Personal: Self-fund your business via your savings or the sale of property or other assets.
Bank and SBA loans are probably the best option, other than friends and family, for funding a parking lot business. You might also try crowdfunding if you have an innovative concept.
Federal regulations, licenses, and permits associated with starting your business include doing business as (DBA), health licenses and permits from the Occupational Safety and Health Administration (OSHA), trademarks, copyrights, patents, and other intellectual properties, as well as industry-specific licenses and permits.
You may also need state-level and local county or city-based licenses and permits. The license requirements and how to obtain them vary, so check the websites of your state, city, and county governments or contact the appropriate person to learn more.
Keeping your business finances separate from your personal account makes it easy to file taxes and track your company’s income, so it’s worth doing even if you’re running your parking lot business as a sole proprietorship. Opening a business bank account is quite simple, and similar to opening a personal one. Most major banks offer accounts tailored for businesses — just inquire at your preferred bank to learn about their rates and features.

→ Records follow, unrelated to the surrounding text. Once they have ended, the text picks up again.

PR #308, opened 2015-10-23
ArchivesSpace DIP Upload enhancements

jhsimpson:
based on Dev/issue 9093 aspace restrictions.

This commit changes the logic slightly in setting restrictions on digital objects in ArchivesSpace, when based on PREMIS.
It also sets the publish and restrictions flags on both digital objects and file versions.
Finally, notes are copied from the parent archival object to the digital object.

### DIFF
--- a/src/MCPClient/lib/clientScripts/upload-archivesspace.py
+++ b/src/MCPClient/lib/clientScripts/upload-archivesspace.py
@@ -123,13 +123,33 @@ def upload_to_archivesspace(files, client, xlink_show, xlink_actuate, object_typ
 
         # Get file & format info
         # Client wants access copy info
+
+        original_name = ''
+        # Get file & format info
+        # Client wants access copy info
+        try:
+            original_file = File.objects.get(
+                filegrpuse='original',
+                uuid=uuid
+            )
+        except (File.DoesNotExist, File.MultipleObjectsReturned):
+            original_name=''
+            size = format_name = format_version = None
+        else:
+            # Set some variables based on the original, we will override most
+            # of these if there is an access derivative
+            size = os.path.getsize(f)
+            fv = FormatVersion.objects.get(fileformatversion__file_uuid=uuid)
+            format_version = fv.description
+            format_name = fv.format.description
+            original_name = os.path.basename(original_file.originallocation)
         try:
             access_file = File.objects.get(
                 filegrpuse='access',
                 original_file_set__source_file=uuid
             )
         except (File.DoesNotExist, File.MultipleObjectsReturned):
-            size = format_name = format_version = None
+            pass  # Just use original file info
         else:
             # HACK remove DIP from the path because create DIP doesn't
             access_file_path = access_file.currentlocation.replace('%SIPDirectory%DIP/', dip_location)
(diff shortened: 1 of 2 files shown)


src/archivematicaCommon/lib/archivesspace/client.py
```diff
@@ -486,27 +487,46 @@ def add_digital_object(self, parent_archival_object, dashboard_uuid, title="", i
...
-                "content": [dashboard_uuid]
+                "content": [dashboard_uuid],
+                "publish": True,
             }],
             "restrictions": restricted,
             "subjects": parent_record['subjects'],
             "linked_agents": parent_record['linked_agents'],
         }
 
+        i = 0
```
mistydemeo: Is this count used?

If you want to get a count when iterating over an enumerable, you can use the `enumerate` function:

``` python
for i, pnote in enumerate(parent_record["notes"]):
    ...
```

src/archivematicaCommon/lib/archivesspace/client.py
```diff
@@ -486,27 +487,46 @@ def add_digital_object(self, parent_archival_object, dashboard_uuid, title="", i
...
+        for pnote in parent_record["notes"]:
+            content = []
+            for subnote in pnote["subnotes"]:
+                content.append(subnote["content"])
+
+            new_object["notes"].append({
+                "jsonmodel_type": "note_digital_object",
+                "type": pnote["type"],
```
mistydemeo: Like we discussed in person today, not all note types supported by `note_multipart` are supported by `note_digital_object`, so ArchivesSpace is likely to reject some notes copied to records this way. The relevant types are in the `note_digital_object_type` and `note_multipart_type` enums, which are probably fetchable using the API.

You can list all enumerations (and their values) via the `/config/enumerations` API. `note_digital_object_type` is located at `/config/enumerations/44`, and `note_multipart_type` is located at `/config/enumerations/45`.

src/archivematicaCommon/lib/archivesspace/client.py
jhsimpson: That i variable is not actually needed.  In an rough version of the code, that I did not commit, the count was being used, but I realized it wasn't necessary, but forgot to remove it.

I have removed it in a new commit now

src/archivematicaCommon/lib/archivesspace/client.py
jhsimpson: In d8f2090 , I have added a hardcoded array, copied from the ArchivesSpace code, rather than connect to the ArchivesSpace api and check.  I did this in order for testing, I'll need to go back now and change this to an api call.

src/archivematicaCommon/lib/archivesspace/client.py
```diff
@@ -486,27 +487,50 @@ def add_digital_object(self, parent_archival_object, dashboard_uuid, title="", i
...
+                content.append(subnote["content"])
+
+            new_object["notes"].append({
+                "jsonmodel_type": "note_digital_object",
+                "type": dnote,
+                "label": pnote["label"],
+                "content": content,
+                "publish": pnote["publish"],
+            })
+
```
mistydemeo: Nitpick, but it looks like this line has some whitespace on it.

src/archivematicaCommon/lib/archivesspace/client.py
mistydemeo: It's probably faster with the hardcoded array, but I wonder if it's possible for that value to change... maybe it is better to fetch it.

jhsimpson:
I think I removed the whitespace you were referring to.

src/archivematicaCommon/lib/archivesspace/client.py
jhsimpson: It would be better to fetch the array, I think, but the funding to work on this feature has run out.  I will ask the client if they are interested in optimizing this, for now I vote for it to stay as a hardcoded array.

src/MCPClient/lib/clientScripts/upload-archivesspace.py
```diff
@@ -123,13 +123,33 @@ def upload_to_archivesspace(files, client, xlink_show, xlink_actuate, object_typ
...
+        try:
+            original_file = File.objects.get(
+                filegrpuse='original',
+                uuid=uuid
+            )
+        except (File.DoesNotExist, File.MultipleObjectsReturned):
+            original_name=''
+            size = format_name = format_version = None
+        else:
+            #set some variables based on the original, we will override most ofthese
```
mistydemeo: Minor nitpick, but comments should have a space between the hash and teh text. (It's worth configuring a linter, it'll catch stuff like this.)

src/MCPClient/lib/clientScripts/upload-archivesspace.py
```diff
@@ -123,13 +123,33 @@ def upload_to_archivesspace(files, client, xlink_show, xlink_actuate, object_typ
...
+            format_name = fv.format.description
+            original_name = os.path.basename(original_file.originallocation)
         try:
             access_file = File.objects.get(
                 filegrpuse='access',
                 original_file_set__source_file=uuid
             )
         except (File.DoesNotExist, File.MultipleObjectsReturned):
-            size = format_name = format_version = None
+            pass #just use original file info
```
mistydemeo: Similarly, two spaces after text before the comment for an inline comment.

mistydemeo:
:+1: aside from comments!

jhsimpson:
fixed spacing in comments, will merge into qa/1.5.x and qa/1.x now

jhsimpson:
merged into qa/1.5.x and cherry-picked into qa/1.x as 81fb134c79ddf10ac3615393350bf86110bf614d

Banks vary in terms of offerings, so it’s a good idea to examine your options and select the best plan for you. Once you choose your bank, bring in your EIN (or Social Security Number if you decide on a sole proprietorship), articles of incorporation, and other legal documents and open your new account.
Step 10: Get Business Insurance
Business insurance is an area that often gets overlooked yet it can be vital to your success as an entrepreneur. Insurance protects you from unexpected events that can have a devastating impact on your business.
Here are some types of insurance to consider:
General liability: The most comprehensive type of insurance, acting as a catch-all for many business elements that require coverage. If you get just one kind of insurance, this is it. It even protects against bodily injury and property damage.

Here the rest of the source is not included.